People scribbled down notes and phone numbers on cigarette packets and match books. Books of matches played a HUGE role in advertising pubs and restaurants — and were usually given away freely. As a result they featured a lot in detective novels — along with the discovery of butts with lipstick on them!
Apart from being respected and developing your self-image, there was the matter of the opposite gender. They had to be impressed. I knew many men who smoked Embassy Regal with a cupped hand until they were out chatting up women, whereupon they would place their Gold plated lighter atop their gold coloured Benson & Hedges packet on the pub table, and they would hold the cigarette completely differently: instead of cupping, the cigarette would be held between between the scissors of the index and second finger. Gestures and behaviours could be consciously changed to good effect.
This is because they were aware that women judged men by their choice of smoke, brand, ways and means of lighting up and by the culture of manners surrounding these things — from the contemptuous rejection of blowing smoke in your face, to the dominating posing with a cigarette holder like Audrey Hepburn (or any material girl) — waiting for the subservient male admirer to provide the light.
Smoking was also an opportunity for women to be sexy and engage men on an extremely intimate level; lighting a cigarette implies closeness and intimacy, it is face-to-face, it involves the lips, eye-contact, hands, and possibly touching.
However, the initial seduction-smoking would soon develop into a cosy, share-and-care married, comfortable type of relationship, filled with lighting each other’s cigarettes. However, it was also possible to be highly sexually charged, the seduction becoming post-coital, or edging sexuality with a hint of danger.
The strange fact is that a lot of men found (and still do find) the idea of women smoking to be very arousing, and this is naturally exploited in movies even today. Of course the Internet has a lot of smoking adult sites (wonders will never cease).

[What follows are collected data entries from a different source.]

PR #9704, opened 2026-06-03
Remove duplicate is_nullable_rec from seq_rewriter, delegate to derive::is_nullable

NikolajBjorner:
`seq_rewriter` contained `is_nullable_rec` and `is_nullable_symbolic_regex` that duplicated logic already present in `seq::derive::is_nullable`. This removes the duplication and consolidates nullability computation in `derive`.

## Changes

- **`seq_derive.cpp`**: Fix `is_to_re` case in `derive::is_nullable` to recurse into the inner sequence expression via `is_nullable(r1)` rather than emitting a raw `mk_eq(empty, r1)`. This makes it fully equivalent to the old `seq_rewriter::is_nullable_rec` — concrete cases like `to_re("") → true` and `to_re("abc") → false` now simplify correctly.
- **`seq_derive.h`**: Expose a public `nullable(expr* r)` method on `derive` that forwards to the private `is_nullable`.
- **`seq_rewriter.cpp`**: `seq_rewriter::is_nullable` now delegates to `m_derive.nullable(r)`. Removes `is_nullable_rec` and `is_nullable_symbolic_regex` bodies.
- **`seq_rewriter.h`**: Remove the two now-deleted method declarations.


src/ast/rewriter/seq_derive.cpp
```diff
@@ -0,0 +1,679 @@
...
+        // δ(r1 · r2) = δ(r1) · r2 ∪ (if nullable(r1) then δ(r2) else ∅)
+        if (re().is_concat(r, r1, r2)) {
+            expr_ref d1 = derive_rec(r1);
+            expr_ref d1_r2 = mk_deriv_concat(d1, r2);
+            expr_ref nullable_r1 = is_nullable(r1);
+            if (m.is_true(nullable_r1))
+                return mk_union(d1_r2, derive_rec(r2));
+            if (m.is_false(nullable_r1))
+                return d1_r2;
+            // Conditional: nullable is a Boolean expression
```
NikolajBjorner, line 196: I think we should just return mk_derivative expression here instead of a Boolean. Then also remove the code that computes a symbolic condition for nullability because it is also bogus for regexes that are symbolic.
For symblic regexes nullability should be a predicate and not constant true.

src/ast/rewriter/seq_derive.cpp
```diff
@@ -0,0 +1,679 @@
...
+            expr_ref n2 = is_nullable(r2);
+            expr_ref result(m);
+            m_br.mk_ite(cond, n1, n2, result);
+            return result;
+        }
+        // Unknown: use membership test
+        if (m_util.is_re(r, s))
+            return expr_ref(re().mk_in_re(u().str.mk_empty(s), r), m);
+
+        return expr_ref(m.mk_true(), m);
```
NikolajBjorner: This is shady and suggests we should not have this function

src/ast/rewriter/seq_derive.cpp
```diff
@@ -0,0 +1,679 @@
...
+        if (m_cache.find(r, cached))
+            return expr_ref(cached, m);
+
+        // Depth check
+        if (m_depth >= m_max_depth) {
+            // Return stuck derivative (the derivative operator applied symbolically)
+            return expr_ref(re().mk_derivative(m_ele, r), m);
+        }
+
+        ++m_depth;
```
NikolajBjorner: we should be able to use flet<unsigned> _scoped_depth(m_depth, m_depth++);

src/ast/rewriter/seq_derive.cpp
```diff
@@ -0,0 +1,679 @@
...
+            // All elements were identity/absorbed - should not happen in practice
+            // but handle gracefully
+            UNREACHABLE();
+            return expr_ref(m.mk_true(), m);
+        }
+        if (args.size() == 1)
+            return expr_ref(args.get(0), m);
+        // Build right-associated union
+        expr_ref result(args.back(), m);
+        for (unsigned i = args.size() - 1; i > 0; ) {
```
NikolajBjorner: use simpler pattern for (unsigned i = args.size(); i-- > 0; ) {
       // don't decrement i inside of loop
}

src/ast/rewriter/seq_derive.cpp
```diff
@@ -0,0 +1,679 @@
...
+
+    // -------------------------------------------------------
+    // ITE-tree combinators (analogous to REsharp mk_binary/mk_unary)
+    // -------------------------------------------------------
+
+    expr_ref derive::ite_combine_binary(expr* d1, expr* d2,
+        std::function<expr_ref(expr*, expr*)> const& op) {
+        expr *c1, *t1, *e1, *c2, *t2, *e2;
+
+        // Both are leaves (non-ITE)
```
NikolajBjorner: use this approach instead:

bool is_ite1 = m.is_ite(d1, c1, t1, e1);
bool is_ite2 = m.is_ite(d2, c2, t2, e2);

avoid other calls to m.is_ite

src/ast/rewriter/seq_derive.cpp
```diff
@@ -0,0 +1,757 @@
...
+        m_util(m),
+        m_autil(m),
+        m_br(m),
+        m_trail(m),
+        m_ele(m) {
+        m_br.set_flat_and_or(false);
+    }
+
+    void derive::reset() {
+        m_cache.reset();
```
NikolajBjorner, line 48: The cache should index over both m_ele and r.

src/ast/rewriter/seq_derive.cpp
```diff
@@ -0,0 +1,757 @@
...
+    expr_ref derive::operator()(expr* r) {
+        SASSERT(m_util.is_re(r));
+        sort* seq_sort = nullptr, * ele_sort = nullptr;
+        VERIFY(m_util.is_re(r, seq_sort));
+        VERIFY(m_util.is_seq(seq_sort, ele_sort));
+        expr_ref v(m.mk_var(0, ele_sort), m);
+        return (*this)(v, r);
+    }
+
+    expr_ref derive::eval(expr* ele, expr* d) {
```
NikolajBjorner: don't introduce this function. rely on operator() to enforce simplifcation of the ite level

src/ast/rewriter/seq_derive.cpp
```diff
@@ -0,0 +1,757 @@
...
+                }
+            }
+            result = false;
+            return true;
+        }
+
+        return false;
+    }
+
+    expr_ref derive::simplify_ite(expr* d) {
```
NikolajBjorner: rewrite simplify_ite_rec to take as argument a vector of signed conditions.
The signed conditions are extracted from the ite condition.
For ite(a & b, t, e) the path used for simplifying the term t is based on the vector [(a, false), (b, false)].
The term used for simplifying e is based on the vector [(a & b, true)]

Use simplification rules of the form:
simplify_ite_rec(path, ite(x = v, t, e)) = t if ((x = v), false) in path.
simplify_ite_rec(path, ite(x = v, t, e)) = e if ((x = v), true) in path.
simplify_ite_rec(path, ite(x = v, t, e)) = e if ((x = w), false) in path, v and w are values and they are distinct (m.are_distinct(v, w)).
Include also simplification rules for range constraints, that is a condition can be a range of the form (lo <= x & x <= hi) where lo and hi are character constants. then 
simplify_ite_rec([(lo <= x, false), (x <= hi, false)], ite(x = v, t, e)) = e if v < lo or v > hi.
simplify_ite_rec([(lo <= x, false), (x <= hi, false)], ite(x = v, t, e)) = simplify_ite_rec([(lo <= x, false), (x <= hi, false), (x = v, false)], t) if lo <= v <= hi

src/ast/rewriter/seq_rewriter.cpp
```diff
@@ -2914,358 +2914,15 @@ bool seq_rewriter::check_deriv_normal_form(expr* r, int level) {
...
-            }
-            m_br.mk_and(path, c1, c2);
-            if (m().is_false(c2))
-                result = nothing();
-            else
-                // observe that the precondition |r1|>0 is implied by c1 for use of mk_seq_rest
-                result = m().mk_ite(c1, re().mk_to_re(mk_seq_rest(r1)), nothing());
-        }
-    }
-    else if (re().is_reverse(r, r2))
```
NikolajBjorner, line 2990: Port elements from handling reverse into the new code in derive.

src/ast/rewriter/seq_rewriter.cpp
```diff
@@ -3909,221 +3543,6 @@ expr_ref seq_rewriter::mk_der_cond(expr* cond, expr* ele, sort* seq_sort) {
...
-            expr_ref r1(re().mk_to_re(tl), m());
-            result = mk_der_concat(result, r1);
-            return result;
-        }
-        else if (str().is_empty(r1)) {
-            //observe: str().is_empty(r1) checks that r = () = epsilon
-            //while mk_empty() = [], because deriv(epsilon) = [] = nothing
-            return mk_empty();
-        }
-        else if (str().is_itos(r1)) {
```
NikolajBjorner, line 4022: port relevant portions of he is_itos case into derive.

src/ast/rewriter/seq_rewriter.cpp
```diff
@@ -3909,221 +3543,6 @@ expr_ref seq_rewriter::mk_der_cond(expr* cond, expr* ele, sort* seq_sort) {
...
-            // recall: [] denotes the empty language (nothing) regex, () denotes epsilon or empty sequence
-            // construct the term (if (r1 != () and (ele = (first r1)) then (to_re (rest r1)) else []))
-            hd = mk_seq_first(r1);
-            m_br.mk_and(m().mk_not(m().mk_eq(r1, str().mk_empty(seq_sort))), m().mk_eq(hd, ele), result);
-            tl = re().mk_to_re(mk_seq_rest(r1));
-            return re_and(result, tl);
-        }
-    }
-    else if (re().is_reverse(r, r1)) {
-        if (re().is_to_re(r1, r2)) {
```
NikolajBjorner, line 4051: port relevant portions of the is_reverse case into derive

src/ast/rewriter/seq_derive.cpp
```diff
@@ -0,0 +1,950 @@
...
+        for (auto const& [cond, sign] : path) {
+            // Direct match: c == cond
+            if (c == cond)
+                return sign ? simplify_ite_rec(path, e) : simplify_ite_rec(path, t);
+
+            // c is (x = v), cond is (x = w) with sign=false (cond is true, so x=w)
+            // If v != w, then c is false → take else branch
+            expr* lhs1 = nullptr, * rhs1 = nullptr, * lhs2 = nullptr, * rhs2 = nullptr;
+            if (!sign && m.is_eq(cond, lhs1, rhs1) && m.is_eq(c, lhs2, rhs2)) {
+                if (m_util.is_const_char(lhs1)) std::swap(lhs1, rhs1);
```
NikolajBjorner: use m.is_value instead of m_util.is_const_char

src/ast/rewriter/seq_derive.cpp
```diff
@@ -0,0 +1,950 @@
...
+
+        // reverse(to_re(s1 ++ s2)) = reverse(to_re(s2)) · reverse(to_re(s1))
+        if (re().is_to_re(r, s) && u().str.is_concat(s, r1, r2)) {
+            expr_ref a(re().mk_reverse(re().mk_to_re(r2)), m);
+            expr_ref b(re().mk_reverse(re().mk_to_re(r1)), m);
+            return expr_ref(re().mk_concat(a, b), m);
+        }
+
+        // Stuck — cannot normalize further
+        return expr_ref(nullptr, m);
```
NikolajBjorner: this should be return expr_ref(re().mk_reverse(r), m)

src/ast/rewriter/seq_derive.cpp
```diff
@@ -0,0 +1,950 @@
...
+                        }
+                    }
+                }
+                if (has_lo && has_hi && lo_bound <= v_val && v_val <= hi_bound) {
+                    // v is in range [lo, hi], so c is satisfiable
+                    // Add (x = v, false) to path and simplify t
+                    path.push_back({ c, false });
+                    expr_ref st = simplify_ite_rec(path, t);
+                    path.pop_back();
+                    expr_ref se = simplify_ite_rec(path, e);
```
NikolajBjorner: you have to path.push_back({c, true}); before simplify_ite_rec(path, e) for the else case of c

src/ast/rewriter/seq_derive.cpp
```diff
@@ -0,0 +1,950 @@
...
+                    return mk_ite(c, st, se);
+                }
+            }
+        }
+
+        // Try to evaluate c directly
```
NikolajBjorner: move simplification to the beginning of the function before checking if it is determined by the path

src/ast/rewriter/seq_derive.cpp
```diff
@@ -0,0 +1,950 @@
...
+        bool cond_val;
+        if (eval_cond(c, cond_val))
+            return simplify_ite_rec(path, cond_val ? t : e);
+
+        // Cannot simplify c: recurse into branches with extended paths
+        // True branch: add conjuncts of c
+        path_t extended_path(path);
```
NikolajBjorner: you can just record 

auto sz = path.size()
append to path instead of extended_path
and after the call to simplify_ite_rec use path.shrink(sz);

src/ast/rewriter/seq_derive.h
```diff
@@ -0,0 +1,141 @@
+/*++
+Copyright (c) 2025 Microsoft Corporation
```
NikolajBjorner: it is 2026

src/ast/rewriter/seq_derive.cpp
```diff
@@ -0,0 +1,950 @@
...
+        }
+
+        return mk_concat(d, tail);
+    }
+
+    // -------------------------------------------------------
+    // Post-processing: simplify ITE conditions w.r.t. m_ele
+    // -------------------------------------------------------
+
+    bool derive::eval_cond(expr* cond, bool& result) {
```
NikolajBjorner: can you change the signature to be 

lbool eval_cond(expr* cond)

so that l_undef corresponds to returning false, and l_true corresponds to result being set to true.

src/ast/rewriter/seq_derive.cpp
```diff
@@ -0,0 +1,950 @@
+/*++
+Copyright (c) 2025 Microsoft Corporation
```
NikolajBjorner: it is 2026

src/ast/rewriter/seq_derive.cpp
```diff
@@ -0,0 +1,950 @@
...
+    Produces an ITE-tree (transition regex) representation following
+    the approach of RE# (Varatalu, Veanes, Ernits - POPL 2025).
+
+    The symbolic derivative δ(r) maps each character to the resulting
+    derivative state via an ITE-tree. The free variable (:var 0) represents
+    the input character.
+
+Authors:
+
+    Nikolaj Bjorner (nbjorner) 2025-06-03
```
NikolajBjorner: it is 2026

src/ast/rewriter/seq_derive.cpp
```diff
@@ -0,0 +1,999 @@
...
+        }
+
+        return mk_concat(d, tail);
+    }
+
+    // -------------------------------------------------------
+    // Post-processing: simplify ITE conditions w.r.t. m_ele
+    // -------------------------------------------------------
+
+    bool derive::eval_cond(expr* cond, bool& result) {
```
NikolajBjorner: can you change the signature to be

lbool eval_cond(expr* cond)

so that l_undef corresponds to returning false, and l_true corresponds to result being set to true.

src/ast/rewriter/seq_derive.cpp
```diff
@@ -0,0 +1,999 @@
...
+                    path.pop_back();
+                    expr_ref se = simplify_ite_rec(path, e);
+                    return mk_ite(c, st, se);
+                }
+            }
+        }
+
+        // Cannot simplify c: recurse into branches with extended paths
+        // True branch: add conjuncts of c
+        auto sz = path.size();
```
NikolajBjorner: hoist this to an auxiliary routine 

void push_path(path_t& path, expr* c, bool sign);
So that the return value can be used for path.shrink(..) after a recursive call to simplify_ite_rec.
if sign is false and m.is_and(c) then recursively push_path for each conjunct. 
If sign is true and m.is_or(c), then recursively push_path for each disjunction.
Otherwise path.push({c, sign}); 

Furthermore create an auxiliary routine simplify_ite_rec(path, c, t, e)

auto sz = path.size();
push_path(path, c, false);
auto st = simplify_ite_rec(path, t);
path.shrink(sz);
push_path(path, c, true);
auto se = simplify_ite_rec(path, e);
return {st, se };

Refactor other code to use this.

src/ast/rewriter/seq_derive.cpp
```diff
@@ -0,0 +1,1115 @@
...
+                        unsigned bound = 0;
+                        if (le_rhs == lhs_c && m_util.is_const_char(le_lhs, bound)) {
+                            lo_bound = bound; has_lo = true;
+                        }
+                        if (le_lhs == lhs_c && m_util.is_const_char(le_rhs, bound)) {
+                            hi_bound = bound; has_hi = true;
+                        }
+                    }
+                }
+                if (has_lo && has_hi && lo_bound <= v_val && v_val <= hi_bound) {
```
NikolajBjorner: we don't need this code. It can be removed. The same code occurs below.
So break out of the loop.

src/ast/rewriter/seq_derive.cpp
```diff
@@ -0,0 +1,1115 @@
...
+
+        // not(e1)
+        if (m.is_not(cond, e1)) {
+            lbool inner = eval_cond(e1);
+            if (inner != l_undef)
+                return inner == l_true ? l_false : l_true;
+        }
+
+        // and(...)
+        if (m.is_and(cond)) {
```
NikolajBjorner, line 1197: better style:
INitialize lbool r = l_true;
Set r = l_undef inside the loop if v == l_undef;
return r

src/ast/rewriter/seq_derive.cpp
```diff
@@ -0,0 +1,1115 @@
...
+                lbool v = eval_cond(arg);
+                if (v == l_false) return l_false;
+                if (v == l_undef) return l_undef;
+            }
+            return l_true;
+        }
+
+        // or(...)
+        if (m.is_or(cond)) {
+            for (expr* arg : *to_app(cond)) {
```
NikolajBjorner, line 1210: better style: 
Initialize r = l_false
set r = l_undef inside the loop if v == l_undef;
return r

src/ast/rewriter/seq_derive.h
```diff
@@ -0,0 +1,156 @@
...
+            std::function<expr_ref(expr*, expr*)> const& op);
+
+        // ITE-tree unary combinator (analogous to REsharp mk_unary)
+        expr_ref ite_combine_unary(expr* d, std::function<expr_ref(expr*)> const& op);
+
+        // Distribute concatenation through ITE/union in derivative
+        expr_ref mk_deriv_concat(expr* d, expr* tail);
+
+        // Extract head character and tail from a sequence expression
+        bool get_head_tail(expr* s1, expr* s2, expr_ref& hd, expr_ref& tl);
```
NikolajBjorner, line 150: is this function repeated elsewhere? Can you just use a single definition?

src/ast/rewriter/seq_derive.cpp
```diff
@@ -0,0 +1,1188 @@
...
+        if (args.empty()) {
+            UNREACHABLE();
+            return expr_ref(m.mk_true(), m);
+        }
+        if (args.size() == 1)
+            return expr_ref(args.get(0), m);
+        // Build right-associated union
+        expr_ref result(args.back(), m);
+        for (unsigned i = args.size() - 1; i-- > 0; )
+            result = expr_ref(re().mk_union(args.get(i), result), m);
```
NikolajBjorner: use mk_union method on this class instead to allow using subsumption

src/ast/rewriter/seq_derive.cpp
```diff
@@ -0,0 +1,1188 @@
...
+        if (args.empty()) {
+            UNREACHABLE();
+            return expr_ref(m.mk_true(), m);
+        }
+        if (args.size() == 1)
+            return expr_ref(args.get(0), m);
+        // Build right-associated intersection
+        expr_ref result(args.back(), m);
+        for (unsigned i = args.size() - 1; i-- > 0; )
+            result = expr_ref(re().mk_inter(args.get(i), result), m);
```
NikolajBjorner: use mk_inter/mk_intersect rom this class to support subsumption.

src/ast/rewriter/seq_derive.cpp
```diff
@@ -0,0 +1,1188 @@
...
+        VERIFY(m_util.is_re(r, s));
+        return expr_ref(re().mk_in_re(u().str.mk_empty(s), r), m);
+    }
+
+    // -------------------------------------------------------
+    // Smart constructors with simplification
+    // -------------------------------------------------------
+
+    // Lightweight structural subsumption: checks if L(a) ⊆ L(b)
+    // Returns true only when subsumption can be determined structurally.
```
NikolajBjorner: resharer approach: should this be a complete check modulo a list of regexes?

src/ast/rewriter/seq_derive.cpp
```diff
@@ -0,0 +1,1188 @@
...
+    // -------------------------------------------------------
+
+    lbool derive::eval_cond(expr* cond) {
+        expr* lhs = nullptr, * rhs = nullptr, * e1 = nullptr;
+        unsigned ch1 = 0, ch2 = 0;
+
+        if (m.is_true(cond)) return l_true;
+        if (m.is_false(cond)) return l_false;
+
+        // elem = char or char = elem
```
NikolajBjorner: use instead is_char_const_range

src/ast/rewriter/seq_derive.cpp
```diff
@@ -0,0 +1,1188 @@
...
+        if (m.is_eq(cond, lhs, rhs)) {
+            if (rhs == m_ele) std::swap(lhs, rhs);
+            if (lhs == m_ele && u().is_const_char(rhs, ch1) && u().is_const_char(m_ele, ch2))
+                return ch1 == ch2 ? l_true : l_false;
+            if (lhs == rhs) return l_true;
+        }
+
+        // char_le(lhs, rhs)
```
NikolajBjorner: use result of is_char_const range

src/ast/rewriter/seq_derive.cpp
```diff
@@ -0,0 +1,1188 @@
...
+                return l_true;
+            // char_le(x, max_char) is always true
+            if (u().is_const_char(rhs, vr) && vr == u().max_char())
+                return l_true;
+        }
+
+        // not(e1)
+        if (m.is_not(cond, e1)) {
+            lbool inner = eval_cond(e1);
+            if (inner != l_undef)
```
NikolajBjorner: does the ~ operator on l_bool work for this?

src/ast/rewriter/seq_derive.cpp
```diff
@@ -0,0 +1,1206 @@
...
+            // c asserts x ∉ [lo, hi]
+            if (all_contained) return l_false; // all values are in [lo,hi], so ¬(x∈[lo,hi]) is false
+            if (!any_overlap) return l_true;   // no values are in [lo,hi], so ¬(x∈[lo,hi]) is true
+        }
+        return l_undef;
+    }
+
+    std::pair<expr_ref, expr_ref> derive::simplify_ite_rec(path_t& path, intervals_t& intervals, expr* c, expr* t, expr* e) {
+        auto sz = path.size();
+        auto saved_intervals = intervals;
```
NikolajBjorner: rewrite push_path to return an lbool.
Use the code from simplify_ite_rec that checks with path in this function.

        for (auto const& [cond, sign] : path) {
            if (c == cond)
                return sign ? simplify_ite_rec(path, intervals, e) : simplify_ite_rec(path, intervals, t);

            expr* lhs1 = nullptr, * rhs1 = nullptr, * lhs2 = nullptr, * rhs2 = nullptr;
            if (!sign && m.is_eq(cond, lhs1, rhs1) && m.is_eq(c, lhs2, rhs2)) {
                if (m.is_value(lhs1)) std::swap(lhs1, rhs1);
                if (m.is_value(lhs2)) std::swap(lhs2, rhs2);
                if (lhs1 == lhs2 && m.are_distinct(rhs1, rhs2))

Return l_true if c, sign is subsumed. In this case make sure path is not changed and return simplify_ite_rec(path, intervals, sign ? e : t)
Return l_false if c is !sign is subsumed. In this case make sure path is not changed and return simplify_ite_rec(path, intervals, sign ? t : e)

rewrite push_intervals to append only on intervals. This avoid copying intervals and restoring it. Instead shrink intervals.shrink(interval_size) where interval_size is captured along with path.size()

also rewrite push_intervals to return an lbool.
Return l_true if c, sign is subsumed. Make sure intervals is not changed in this case. In this case shrink path to sz and return simplify_ite_rec(path, intervals, sign ? e : t)
Return l_false if c is !sign is subsumed. Make sure intervals is not changed in this case. In this case shrink path to sz and return simplify_ite_rec(path, intervals, sign ? t : e)

return { st, se } if both pushes return l_undef.

src/ast/rewriter/seq_derive.cpp
```diff
@@ -0,0 +1,1529 @@
...
+                std::swap(c1, c2);
+                std::swap(t1, t2);
+                std::swap(e1, e2);
+            }
+            expr_ref r1(m), r2(m);
+            bool have_r1 = false, have_r2 = false;
+            // Under c1: what do we know about c2?
+            if (pred_implies(c1, c2)) {
+                r1 = mk_inter(t1, t2); have_r1 = true;
+            } else if (pred_implies(c1, m.mk_not(c2))) {
```
NikolajBjorner: this leads to memory leak

src/ast/rewriter/seq_derive.cpp
```diff
@@ -0,0 +1,1529 @@
...
+            }
+        }
+
+        return false;
+    }
+
+    // Predicate implication for character range conditions.
+    // Returns true if: whenever cond_a is true, cond_b must also be true.
+    // Used for BDD-merge of derivative ITE trees.
+    bool derive::pred_implies(expr* a, expr* b) {
```
NikolajBjorner, line 653: you have to pin a, b in the beginning in case caller has created these expressions directly when calling the function.
Add the line:
expr_ref _a(a, m), _b(b, m);

src/ast/rewriter/seq_derive.cpp
```diff
@@ -0,0 +1,1529 @@
...
+        // ~∅ → Σ*
+        if (re().is_empty(a))
+            return expr_ref(re().mk_full_seq(a->get_sort()), m);
+        // ~Σ* → ∅
+        if (re().is_full_seq(a))
+            return expr_ref(re().mk_empty(a->get_sort()), m);
+
+        // Push through ITE: ~(ite(c, t, e)) → ite(c, ~t, ~e)
+        expr* c, * t, * e;
+        if (m.is_ite(a, c, t, e)) {
```
NikolajBjorner, line 836: only distribute if either t or e is empty, full or a complement.

src/ast/rewriter/seq_derive.cpp
```diff
@@ -0,0 +1,1529 @@
...
+            }
+            if (have_r1 || have_r2) {
+                if (!have_r1) r1 = mk_inter(t1, b);
+                if (!have_r2) r2 = mk_inter(e1, b);
+                return mk_ite(c1, r1, r2);
+            }
+        }
+
+        // ITE hoisting with depth bound (fallback when pred_implies doesn't fire)
+        if (m_inter_hoist_depth < m_max_inter_hoist_depth) {
```
NikolajBjorner: remove this code, m_max_inter_hoist_depth is effectively 0

NikolajBjorner:
@copilot 
revert the changes to datatype_factory
revert the changes to seq_regex
move expr_ref mk_regex_reverse(expr* r); functionality from seq_rewriter to seq_derive. It is currently duplicated.
move the expr_ref is_nullable_rec(expr* r); functionality from seq_rewriter to seq_derive. Currently seq_derive uses a weaker version to produce nullability Boolean expressions. 
if expr_ref mk_regex_concat(expr* r1, expr* r2); is not used, then delete it from seq_rewriter. Ensure that seq_derive handling of concatentation is feature compatible.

When Hippies arrived, smoking pot became sociable and involved gestures and stuff and identity. Cannabis is mixed with the tobacco from a cigarette to make a joint. This joint is then passed around the group. It is a faux pas to hold onto the joint for too long — you would be accused of ‘Bogarting the Joint’ — a cultural cross-reference to the fact that Humphrey Bogart used to leave his cigarette hanging from his lip while he talked and went about his business. One should NEVER ‘Bogart’ a joint.
I don’t know, back then, maybe people did not expect to live very long — there was a war every decade or so, so perhaps there was something of a ‘live today’ approach? Maybe people were more used to being in crowds, or more relaxed about things in general.
In fact it was understood that it would be the very last thing you would do; if a man was going to the electric chair, he’d be allowed a last cigarette. A cigarette would be placed to the lips of the man in front of the firing squad. A cowboy shot down by a gunslinger would be given a last few puffs before expiring. A last smoke was compulsory, the last kindness, a good thing to do — especially if you took the cigarette from your own lips and placed it into the mouth of the dying person… that was like a kiss only better.
Smoking was punctuation. I suppose that was the biggest thing about smoking and tobacco — it marked the end of things: the end of a meal, the end of a task, the end of a tea break, the post-coital cigarette, the one before you left.
Perhaps I have jogged some memory or informed the youth about smoking and society. Sure it’s in decline now, and it is certainly not acceptable to most people anymore — even I have given up!
Perhaps we live in a healthier, longer-living society. Perhaps we live in a less tolerant and more complex society. People with mobile telephones and jewellery are self-obsessed compared with the more social and sociable person of the past — who offered you a smoke, a light and a drink.